▶ What the task asks
Output nothing but the lines from the first line of the entries to the line with "Only pass the", inclusive, exactly as they read.

▶ Given data
PR #513, opened 2016-02-03
Service::connect and Service::prepare_connection_info are tested and working.

canndrew:
`Service::connect` and `Service::prepare_connection_info` are tested and working. This should be enough for routing to use and make utp connections.

[Review on Reviewable](https://reviewable.io/reviews/maidsafe/crust/513)

### DIFF
--- a/src/bootstrap.rs
+++ b/src/bootstrap.rs
@@ -79,7 +79,7 @@ impl RaiiBootstrap {
                 break;
             }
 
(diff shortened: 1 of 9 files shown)


maidsafe-highfive:
r? @vinipsmaker

vinipsmaker:
Build fails on OSX. I tried restarting the build several times (given udp rendezvous not always succeed and we need to retry a few times), but it kept failing.

PR #519, opened 2016-02-09
Make Connection private.

afck:
Only pass the peer's keys to the user and handle the Connection objects
in Service.

[Review on Reviewable](https://reviewable.io/reviews/maidsafe/crust/519)


maidsafe-highfive:
r? @canndrew

vinipsmaker:
As this commit is being introduced in [another PR](https://github.com/maidsafe/crust/pull/520), I'm closing it.

PR #526, opened 2016-02-12
Implement key exchange

canndrew:
[Review on Reviewable](https://reviewable.io/reviews/maidsafe/crust/526)


maidsafe-highfive:
r? @vinipsmaker

PR #536, opened 2016-02-18
Service test changes

canndrew:
This adds another test to service.rs that tests connecting 3 peers via rendezvous connect and sending a bunch of data between them.
It also improves the UtpWrapper implementation to make it more efficient.

[Review on Reviewable](https://reviewable.io/reviews/maidsafe/crust/536)


maidsafe-highfive:
r? @vinipsmaker

src/service.rs
```diff
@@ -397,16 +397,30 @@ impl Service {
...
 }
 
+impl Drop for Service {
+    fn drop(&mut self) {
+        // Disconnect from all peers when we drop the service
+        let mut cm = unwrap_result!(self.connection_map.lock());
+        cm.clear();
+    }
+}
+
```
vinipsmaker: This change was already introduced in this PR: https://github.com/maidsafe/crust/pull/537/files#diff-bfa17b8ec2b0aac77da5f96cbcbe4101R400

vinipsmaker:
your change needs Rust unstable: https://travis-ci.org/maidsafe/crust/jobs/110108351#L421

src/service.rs
```diff
@@ -430,6 +438,28 @@ mod test {
          event_rx)
     }
 
+    fn timebomb<R, F>(dur: Duration, f: F) -> R
```
afck: I'd find this a lot easier to read with an explaining comment, or maybe a more informative name. (`run_with_timeout`?)

src/service.rs
```diff
@@ -546,6 +576,27 @@ mod test {
             Event::LostPeer(id) => assert_eq!(id, id_0),
             e => panic!("Received unexpected event: {:?}", e),
         }
+
+        // Drop services and make sure the event channels close
+        drop(service_0);
+        let (done_tx, done_rx) = mpsc::channel();
+        let tj = thread!("Drain event channel messages", move || {
+            for _ in event_rx_0 {}
```
afck: Don't we know exactly at this point which remaining events to expect? (Probably none at all?)

src/service.rs
```diff
@@ -713,5 +764,173 @@ mod test {
...
+                        self.service.connect(our_ci, their_ci);
+                    }
+                    let mut their_ids = HashMap::new();
+                    for _ in 0..(NUM_SERVICES - 1) {
+                        let their_id = match unwrap_result!(self.event_rx.recv()) {
+                            Event::NewPeer(Ok(()), their_id) => their_id,
+                            m => panic!("Expected NewPeer message. Got message {:?}", m),
+                        };
+                        match their_ids.insert(their_id, 0u32) {
+                            Some(_) => panic!("Recieved two NewPeer events for same peer!"),
```
afck: "Received"

src/service.rs
```diff
@@ -713,5 +764,173 @@ mod test {
...
+                                match their_ids.entry(their_id.clone()) {
+                                    hash_map::Entry::Occupied(mut oe) => {
+                                        let next_msg = oe.get_mut();
+                                        assert_eq!(*next_msg, n as u32);
+                                        *next_msg += 1;
+                                    },
+                                    hash_map::Entry::Vacant(ve) => panic!("impossible!"),
+                                }
+                            },
+                            m => panic!("ERROR ERROR {} Unexpected msg receiving NewMessage: {:?}", ::time::SteadyTime::now(), m),
```
afck: With `use time::SteadyTime` and without the "ERROR ERROR" this would probably properly fit in the line.

src/utp_wrapper.rs
```diff
@@ -34,11 +38,16 @@ impl UtpWrapper {
                     socket.set_read_timeout(Some(CHECK_FOR_NEW_WRITES_INTERVAL_MS));
                     'outer: loop {
                         let mut buf = [0; BUFFER_SIZE];
-                        match socket.recv_from(&mut buf) {
+                        match socket.recv_from(&mut buf[..]) {
                             Ok((0, _src)) => break,
                             Ok((amt, _src)) => {
                                 let buf = &buf[..amt];
-                                let _ = input_tx.send(Vec::from(buf));
+                                match input_tx.send(Vec::from(buf)) {
```
afck: Clippy will probably demand `if let Err(mpsc::SendError(_)) =` here instead.

src/service.rs
canndrew: Ah, that's me leaving my test debugging in by accident.

src/utp_wrapper.rs
canndrew: That's a bit silly. I like to see exactly what data is getting thrown away. `if let` obscures that.

vinipsmaker:
It's failing to build on Rust stable: https://travis-ci.org/maidsafe/crust/jobs/111444771

vinipsmaker:
It's weird, but `start_three_service_udp_rendezvous_connect` is failing on stable Rust on CI machines. It works on my local machine.

canndrew:
I fixed a bug in `start_three_service_udp_rendezvous_connect`, but it's not the one that's causing those failures. Those failures seem to be because udp is currently disabled on master.

canndrew:
I've rebased this PR off of master and reenabled udp rendezvous connect. The current connect logic is:
  * Try connecting to all tcp endpoints in sequence and return if any are successful
  * Try to do udp rendezvous connect

Whether this is the best logic is certainly up for debate but for now at least we can connect over both protocols and all tests should pass.

vinipsmaker:
Reviewed 1 of 4 files at r1, 1 of 2 files at r3, 3 of 3 files at r7.
Review status: all files reviewed at latest revision, 6 unresolved discussions.

---



*Comments from the [review on Reviewable.io](https://reviewable.io:443/reviews/maidsafe/crust/536)*

PR #543, opened 2016-02-23
Send keepalive packet in utp multiplexer

canndrew:
[Review on Reviewable](https://reviewable.io/reviews/maidsafe/crust/543)


maidsafe-highfive:
r? @vinipsmaker

src/lib.rs
```diff
@@ -61,10 +61,11 @@ extern crate get_if_addrs;
 extern crate sodiumoxide;
 extern crate config_file_handler;
 extern crate service_discovery;
-
 #[cfg(target_family = "unix")]
 extern crate libc;
 extern crate nat_traversal;
+#[cfg(test)]
+extern crate void;
```
Fraser999: Does this mean we can have void as a dev dependency only?

canndrew: It does! (Although it's a minuscule crate anyway)

src/utp_wrapper.rs
```diff
@@ -56,6 +67,9 @@ impl UtpWrapper {
                                         Err(TryRecvError::Empty) => break,
                                     }
                                 }
+                                if send_keepalive {
+                                    socket.send_keepalive();
```
vinipsmaker: This should be out of the write loop. If we only read for a long while, we will be silent and not send any keep alive.

vinipsmaker:
It needs to be rebased. It contains commits that were merged in master already.

src/utp_wrapper.rs
canndrew: It is outside of the write loop. The only thing inside the write loop is `send_keepalive = false` which tells us not to bother with the keepalive if we've been writing.

vinipsmaker: I got the identation wrong somehow. You're right.

Cargo.toml
```diff
@@ -31,7 +31,6 @@ sodiumoxide = "~0.0.9"
 temp_utp = "~0.7.0"
```
vinipsmaker: update to "~0.8.0"

Fraser999: We have a few deps listed here without `~` - could that be fixed too please?

vinipsmaker: > We have a few deps listed here without `~` - could that be fixed too please?

This sounds like work for another PR. I filled an issue and will work on that soon: https://github.com/maidsafe/crust/issues/550

canndrew: Eh, I already fixed it.

vinipsmaker:
Reviewed 2 of 4 files at r1, 1 of 1 files at r4.
Review status: all files reviewed at latest revision, 3 unresolved discussions.

---



*Comments from the [review on Reviewable.io](https://reviewable.io:443/reviews/maidsafe/crust/543)*

PR #907, opened 2017-12-22
Refactoring

povilasb:
More code refactoring based on automated linting report.


src/util/test.rs
```diff
@@ -43,7 +43,6 @@ pub fn random_id() -> UniqueId {
 
 pub fn random_vec(size: usize) -> Vec<u8> {
     let mut ret = Vec::with_capacity(size);
-    unsafe { ret.set_len(size) };
```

▶ Answer to this task
PR #513, opened 2016-02-03
Service::connect and Service::prepare_connection_info are tested and working.

canndrew:
`Service::connect` and `Service::prepare_connection_info` are tested and working. This should be enough for routing to use and make utp connections.

[Review on Reviewable](https://reviewable.io/reviews/maidsafe/crust/513)

### DIFF
--- a/src/bootstrap.rs
+++ b/src/bootstrap.rs
@@ -79,7 +79,7 @@ impl RaiiBootstrap {
                 break;
             }
 
(diff shortened: 1 of 9 files shown)


maidsafe-highfive:
r? @vinipsmaker

vinipsmaker:
Build fails on OSX. I tried restarting the build several times (given udp rendezvous not always succeed and we need to retry a few times), but it kept failing.

PR #519, opened 2016-02-09
Make Connection private.

afck:
Only pass the peer's keys to the user and handle the Connection objects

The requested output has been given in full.